Пробегая через лиловый салон, я вижу, как мировое светило, профессор Редлих-Релига, подхватывает под локоток напуганного отца, впиваясь в него цепкими пальцами. Шаркая, они прохаживаются туда и обратно. «М-да, — Редлих-Релига пощипывает бороденку, — случай, знаете ли, престранный, я бы рискнул утверждать, медицине не ведомый. Ваша жена совершенно здорова и в то же время, позвольте сказать, она умирает. Vis medicatrix naturae [3] , так сказать, в ее случае не работает. У нее, как бы выразиться точнее, нарушена связь с природой, когда, извините за упрощение, природа — ей, а она, как говорится, — природе. И тогда, лишенный взаимообмена, тает запас витальных сил, а у вашей жены, простите за откровенность, этот запас, увы, на исходе. Организм, не имея коммуникативного выхода, самоуничтожается. Не хочу быть настырным, но каналы, иначе — проводники, нужны не только для восполнения. Они служат отчуждению трат, в противном же случае, если сказать буквально, „траты“ обращаются против носителя, приобретая свойства отравы…» У отца взметаются брови, нога, не шагнув, зависает над полом, и Редлих-Релига его немного протаскивает. «Видите ли, коллега, мне неприятно это артикулировать, но, nuda verita [4] ваша жена утратила вкус к жизни, и послевкусие стало настолько отвратным…» Несколько кругов они нарезают молча. «А как же это лечить?» — тупо спрашивает отец, с гримасой боли высвобождая стиснутый локоть. «Лечить, батюшка, это нельзя, а уповать, как говорится, на чудо. Я смертей и жизней не раздаю, не по моей части».
3
Целительная сила природы (лат.).
4
Нагая истина; голая правда (лат., Гораций, „Оды“, I, 24, 7).

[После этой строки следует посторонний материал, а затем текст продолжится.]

PR #2332, opened 2024-02-27
Add BFD protocol dissector

0xA50C1A1:


src/lib/ndpi_main.c
```diff
@@ -2246,6 +2246,10 @@ static void ndpi_init_protocol_defaults(struct ndpi_detection_module_struct *ndp
 			  "DLEP", NDPI_PROTOCOL_CATEGORY_NETWORK,
 			  ndpi_build_default_ports(ports_a, 854, 0, 0, 0, 0) /* TCP */,
 			  ndpi_build_default_ports(ports_b, 854, 0, 0, 0, 0) /* UDP */);
+  ndpi_set_proto_defaults(ndpi_str, 1 /* cleartext */, 0 /* nw proto */, NDPI_PROTOCOL_ACCEPTABLE, NDPI_PROTOCOL_BFD,
+			  "BFD", NDPI_PROTOCOL_CATEGORY_NETWORK,
+			  ndpi_build_default_ports(ports_a, 0, 0, 0, 0, 0) /* TCP */,
+			  ndpi_build_default_ports(ports_b, 3784, 3785, 0, 0, 0) /* UDP */);
```
0xA50C1A1, line 2252: @IvanNardi Is it worth keeping these ports here? They're IANA registered, but can often be used by some other software. That's why I added port checking in the dissector code.

IvanNardi: Since these ports are IANA registered, I think we can keep them (even if their usefulness is quite limited for this kind of protocols, IMO)

IvanNardi (approved):
Thanks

В этот момент наверху завизжала и брякнулась в обморок молоденькая сестричка, нарушив гармонию сложившейся тихой неопределенности. Инцидент был спровоцирован следующим. Чтобы смягчить страдания умирающей — которая неприлично металась, желая исторгнуть остаток живых сил, не позволяющий духу покинуть тело, — решили сделать кровопускание; и вот, когда вскрыли вздутую вену, из крошечного надреза хлынула вскипевшая кровь. «Это бывает, когда жизнь стремится уйти и не находит привычного выхода, — говорил врач, обмахивая полотенцем лежащую навзничь медсестру, — и вот тогда кровь закипает…» — «Решительно невозможно, — держась под грудью за сердце, пролепетал отец, ввалившийся в материнскую спальню, — она родилась из болотной воды и причислялась к холоднокровным…» А мать тем временем успокоилась, прекратила метаться и стала дышать ровнее.